## Input data
───

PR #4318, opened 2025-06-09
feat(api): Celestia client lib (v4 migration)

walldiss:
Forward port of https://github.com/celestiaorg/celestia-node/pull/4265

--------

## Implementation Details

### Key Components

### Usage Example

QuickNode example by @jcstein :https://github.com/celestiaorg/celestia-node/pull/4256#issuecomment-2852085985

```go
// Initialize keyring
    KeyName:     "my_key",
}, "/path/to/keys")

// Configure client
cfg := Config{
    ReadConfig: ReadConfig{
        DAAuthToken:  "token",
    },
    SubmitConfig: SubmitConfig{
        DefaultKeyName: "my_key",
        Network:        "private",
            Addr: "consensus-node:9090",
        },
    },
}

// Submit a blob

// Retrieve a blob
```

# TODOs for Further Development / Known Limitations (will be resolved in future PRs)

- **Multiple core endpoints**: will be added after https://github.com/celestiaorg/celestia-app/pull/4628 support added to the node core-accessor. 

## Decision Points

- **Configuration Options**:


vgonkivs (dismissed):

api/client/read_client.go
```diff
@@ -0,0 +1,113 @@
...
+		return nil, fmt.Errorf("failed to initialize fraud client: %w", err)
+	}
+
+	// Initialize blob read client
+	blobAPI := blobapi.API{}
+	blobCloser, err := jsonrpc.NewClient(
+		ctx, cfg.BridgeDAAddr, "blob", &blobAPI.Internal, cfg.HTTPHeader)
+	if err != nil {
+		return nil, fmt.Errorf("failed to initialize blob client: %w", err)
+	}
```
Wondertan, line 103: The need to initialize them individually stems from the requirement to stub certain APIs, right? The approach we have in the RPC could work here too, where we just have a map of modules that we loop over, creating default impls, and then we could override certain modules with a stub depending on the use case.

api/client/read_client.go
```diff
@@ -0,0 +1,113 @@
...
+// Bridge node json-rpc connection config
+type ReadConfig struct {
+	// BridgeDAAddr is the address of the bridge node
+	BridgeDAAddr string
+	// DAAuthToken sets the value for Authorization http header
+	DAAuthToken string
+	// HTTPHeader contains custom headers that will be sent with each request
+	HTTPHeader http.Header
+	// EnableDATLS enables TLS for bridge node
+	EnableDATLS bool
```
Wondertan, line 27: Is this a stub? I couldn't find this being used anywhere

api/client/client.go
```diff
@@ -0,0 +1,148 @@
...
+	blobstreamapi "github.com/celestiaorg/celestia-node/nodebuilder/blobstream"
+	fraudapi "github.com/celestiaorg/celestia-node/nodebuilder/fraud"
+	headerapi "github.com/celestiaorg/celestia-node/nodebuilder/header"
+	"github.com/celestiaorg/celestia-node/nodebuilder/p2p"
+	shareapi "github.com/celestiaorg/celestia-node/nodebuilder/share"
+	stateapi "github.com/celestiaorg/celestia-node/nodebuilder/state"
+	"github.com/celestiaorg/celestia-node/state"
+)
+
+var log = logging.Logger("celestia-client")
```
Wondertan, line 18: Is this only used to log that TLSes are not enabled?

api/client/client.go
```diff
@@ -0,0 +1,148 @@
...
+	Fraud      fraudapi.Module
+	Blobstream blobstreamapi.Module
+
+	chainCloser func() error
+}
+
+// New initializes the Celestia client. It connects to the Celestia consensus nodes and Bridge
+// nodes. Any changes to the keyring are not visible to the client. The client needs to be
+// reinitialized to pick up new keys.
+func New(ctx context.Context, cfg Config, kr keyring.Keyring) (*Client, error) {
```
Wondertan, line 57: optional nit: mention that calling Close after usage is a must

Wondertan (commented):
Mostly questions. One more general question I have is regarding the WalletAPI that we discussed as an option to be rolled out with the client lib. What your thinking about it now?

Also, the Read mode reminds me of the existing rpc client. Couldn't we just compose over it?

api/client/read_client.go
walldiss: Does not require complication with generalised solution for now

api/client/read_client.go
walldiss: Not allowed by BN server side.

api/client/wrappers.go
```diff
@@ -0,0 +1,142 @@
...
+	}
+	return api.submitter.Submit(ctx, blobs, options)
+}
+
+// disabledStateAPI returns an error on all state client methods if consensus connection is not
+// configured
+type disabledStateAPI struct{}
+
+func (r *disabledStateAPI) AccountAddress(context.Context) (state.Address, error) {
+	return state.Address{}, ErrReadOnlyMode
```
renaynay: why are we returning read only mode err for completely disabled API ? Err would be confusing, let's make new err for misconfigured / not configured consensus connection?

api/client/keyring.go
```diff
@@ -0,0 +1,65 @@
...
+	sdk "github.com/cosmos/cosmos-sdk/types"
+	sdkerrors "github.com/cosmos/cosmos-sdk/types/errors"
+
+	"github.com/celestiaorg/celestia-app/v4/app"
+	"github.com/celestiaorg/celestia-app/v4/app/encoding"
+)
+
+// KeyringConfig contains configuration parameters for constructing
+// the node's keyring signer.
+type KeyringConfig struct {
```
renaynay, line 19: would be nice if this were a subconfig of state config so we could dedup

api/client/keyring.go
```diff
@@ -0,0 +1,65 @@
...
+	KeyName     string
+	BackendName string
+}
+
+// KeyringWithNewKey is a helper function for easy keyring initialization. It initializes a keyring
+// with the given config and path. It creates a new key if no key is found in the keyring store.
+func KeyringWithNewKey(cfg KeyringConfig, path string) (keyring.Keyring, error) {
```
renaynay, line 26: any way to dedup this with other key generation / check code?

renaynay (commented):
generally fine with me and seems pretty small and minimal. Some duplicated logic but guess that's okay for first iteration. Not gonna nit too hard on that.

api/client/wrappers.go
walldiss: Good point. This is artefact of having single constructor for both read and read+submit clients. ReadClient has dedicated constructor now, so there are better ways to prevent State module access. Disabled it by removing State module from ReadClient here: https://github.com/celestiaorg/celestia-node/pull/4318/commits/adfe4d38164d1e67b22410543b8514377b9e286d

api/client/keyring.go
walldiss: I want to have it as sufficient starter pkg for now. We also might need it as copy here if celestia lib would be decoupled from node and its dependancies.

───

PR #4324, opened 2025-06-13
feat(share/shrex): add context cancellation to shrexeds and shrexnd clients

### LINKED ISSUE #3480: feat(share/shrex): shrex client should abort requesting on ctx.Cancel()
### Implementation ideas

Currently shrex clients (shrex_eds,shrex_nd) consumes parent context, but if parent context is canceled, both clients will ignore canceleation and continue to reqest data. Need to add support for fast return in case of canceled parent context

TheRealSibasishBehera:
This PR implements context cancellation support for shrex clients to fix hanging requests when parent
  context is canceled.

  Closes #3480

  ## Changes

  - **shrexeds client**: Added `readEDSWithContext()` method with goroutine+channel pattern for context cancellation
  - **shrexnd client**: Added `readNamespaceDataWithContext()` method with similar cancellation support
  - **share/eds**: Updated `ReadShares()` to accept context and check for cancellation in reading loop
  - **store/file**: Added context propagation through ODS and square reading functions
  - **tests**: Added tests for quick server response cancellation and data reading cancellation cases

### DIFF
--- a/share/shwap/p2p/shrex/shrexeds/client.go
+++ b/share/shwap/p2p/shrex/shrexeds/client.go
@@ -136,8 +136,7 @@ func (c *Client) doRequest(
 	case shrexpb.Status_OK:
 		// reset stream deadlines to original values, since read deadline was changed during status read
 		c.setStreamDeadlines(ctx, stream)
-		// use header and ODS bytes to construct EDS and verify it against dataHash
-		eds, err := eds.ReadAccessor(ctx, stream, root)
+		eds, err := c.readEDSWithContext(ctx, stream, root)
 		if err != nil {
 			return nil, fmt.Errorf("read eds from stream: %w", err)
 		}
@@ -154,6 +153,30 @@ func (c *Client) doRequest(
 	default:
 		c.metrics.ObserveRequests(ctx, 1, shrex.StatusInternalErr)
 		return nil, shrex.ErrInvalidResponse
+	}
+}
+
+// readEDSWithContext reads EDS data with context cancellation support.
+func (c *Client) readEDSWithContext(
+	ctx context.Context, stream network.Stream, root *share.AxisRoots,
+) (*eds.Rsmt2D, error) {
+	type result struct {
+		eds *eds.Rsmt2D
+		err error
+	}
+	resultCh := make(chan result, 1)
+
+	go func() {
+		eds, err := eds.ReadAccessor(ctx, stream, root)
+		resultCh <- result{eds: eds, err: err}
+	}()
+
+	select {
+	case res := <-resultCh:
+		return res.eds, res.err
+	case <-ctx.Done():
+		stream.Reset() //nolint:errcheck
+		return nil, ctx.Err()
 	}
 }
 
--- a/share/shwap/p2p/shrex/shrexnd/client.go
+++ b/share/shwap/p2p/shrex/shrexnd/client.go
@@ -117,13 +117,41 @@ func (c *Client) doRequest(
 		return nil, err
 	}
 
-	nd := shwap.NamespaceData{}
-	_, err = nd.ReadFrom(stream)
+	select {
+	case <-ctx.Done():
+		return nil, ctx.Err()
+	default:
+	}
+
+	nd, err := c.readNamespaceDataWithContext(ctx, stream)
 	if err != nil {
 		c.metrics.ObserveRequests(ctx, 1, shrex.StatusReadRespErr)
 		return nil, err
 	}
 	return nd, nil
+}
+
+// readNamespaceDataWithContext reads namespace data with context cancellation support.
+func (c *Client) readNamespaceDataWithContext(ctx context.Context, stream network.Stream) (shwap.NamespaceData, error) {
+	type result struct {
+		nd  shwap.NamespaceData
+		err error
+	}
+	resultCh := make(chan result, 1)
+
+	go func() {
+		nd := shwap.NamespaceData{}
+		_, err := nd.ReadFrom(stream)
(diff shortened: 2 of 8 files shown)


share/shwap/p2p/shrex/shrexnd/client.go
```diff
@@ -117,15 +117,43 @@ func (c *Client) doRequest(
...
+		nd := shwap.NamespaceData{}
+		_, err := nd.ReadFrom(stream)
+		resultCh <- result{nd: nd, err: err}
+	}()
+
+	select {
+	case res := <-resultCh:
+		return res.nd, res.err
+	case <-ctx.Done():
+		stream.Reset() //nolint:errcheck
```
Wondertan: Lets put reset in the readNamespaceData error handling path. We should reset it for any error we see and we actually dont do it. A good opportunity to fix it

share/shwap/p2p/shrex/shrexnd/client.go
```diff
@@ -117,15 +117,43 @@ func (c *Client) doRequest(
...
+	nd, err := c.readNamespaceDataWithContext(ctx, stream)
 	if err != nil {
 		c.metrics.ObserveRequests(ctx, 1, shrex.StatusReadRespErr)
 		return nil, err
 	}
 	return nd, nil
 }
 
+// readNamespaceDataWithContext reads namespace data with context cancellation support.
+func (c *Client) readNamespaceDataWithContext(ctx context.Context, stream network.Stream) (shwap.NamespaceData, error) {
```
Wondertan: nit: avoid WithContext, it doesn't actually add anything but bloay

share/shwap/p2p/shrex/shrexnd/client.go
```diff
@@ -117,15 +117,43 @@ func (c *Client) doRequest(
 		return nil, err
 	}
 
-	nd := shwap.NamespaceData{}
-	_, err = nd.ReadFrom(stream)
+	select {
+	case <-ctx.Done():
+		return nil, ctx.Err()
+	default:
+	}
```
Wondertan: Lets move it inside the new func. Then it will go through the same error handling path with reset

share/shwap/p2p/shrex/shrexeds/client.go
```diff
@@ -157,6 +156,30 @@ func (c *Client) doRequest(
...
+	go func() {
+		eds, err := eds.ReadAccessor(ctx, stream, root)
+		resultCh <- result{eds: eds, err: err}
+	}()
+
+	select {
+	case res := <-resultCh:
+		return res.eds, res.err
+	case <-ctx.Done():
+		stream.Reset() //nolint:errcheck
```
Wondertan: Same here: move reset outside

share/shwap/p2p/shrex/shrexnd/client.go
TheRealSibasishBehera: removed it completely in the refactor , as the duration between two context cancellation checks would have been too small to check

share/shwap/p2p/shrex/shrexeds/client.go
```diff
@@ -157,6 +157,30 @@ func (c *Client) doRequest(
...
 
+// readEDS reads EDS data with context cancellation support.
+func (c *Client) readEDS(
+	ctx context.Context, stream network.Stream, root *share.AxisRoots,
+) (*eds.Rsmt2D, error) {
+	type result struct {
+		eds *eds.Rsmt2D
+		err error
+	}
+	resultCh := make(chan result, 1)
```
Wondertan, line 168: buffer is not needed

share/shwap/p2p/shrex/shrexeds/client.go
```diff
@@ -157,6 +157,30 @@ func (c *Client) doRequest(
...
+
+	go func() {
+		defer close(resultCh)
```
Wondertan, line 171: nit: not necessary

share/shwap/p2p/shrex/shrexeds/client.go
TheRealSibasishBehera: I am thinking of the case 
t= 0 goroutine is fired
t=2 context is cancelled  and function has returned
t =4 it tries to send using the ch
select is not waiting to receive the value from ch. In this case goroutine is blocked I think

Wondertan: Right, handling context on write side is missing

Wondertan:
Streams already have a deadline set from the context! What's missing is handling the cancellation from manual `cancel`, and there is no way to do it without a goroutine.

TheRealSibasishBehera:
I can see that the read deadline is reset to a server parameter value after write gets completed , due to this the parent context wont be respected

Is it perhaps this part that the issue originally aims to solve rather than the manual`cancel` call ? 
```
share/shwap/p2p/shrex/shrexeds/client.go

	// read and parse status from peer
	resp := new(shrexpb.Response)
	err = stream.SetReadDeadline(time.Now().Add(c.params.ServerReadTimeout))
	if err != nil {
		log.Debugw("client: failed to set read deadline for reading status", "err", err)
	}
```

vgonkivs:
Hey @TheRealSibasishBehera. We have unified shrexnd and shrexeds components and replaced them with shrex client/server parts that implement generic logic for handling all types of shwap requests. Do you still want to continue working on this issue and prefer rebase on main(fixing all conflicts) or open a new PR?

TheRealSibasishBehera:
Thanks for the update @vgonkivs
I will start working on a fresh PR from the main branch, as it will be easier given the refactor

───

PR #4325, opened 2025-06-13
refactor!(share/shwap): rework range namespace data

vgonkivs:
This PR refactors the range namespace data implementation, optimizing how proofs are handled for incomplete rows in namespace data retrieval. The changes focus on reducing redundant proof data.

───

## Description of the task
Work through the data above and give the number of lines in which "cosmos" appears; add nothing else.

## Reply
2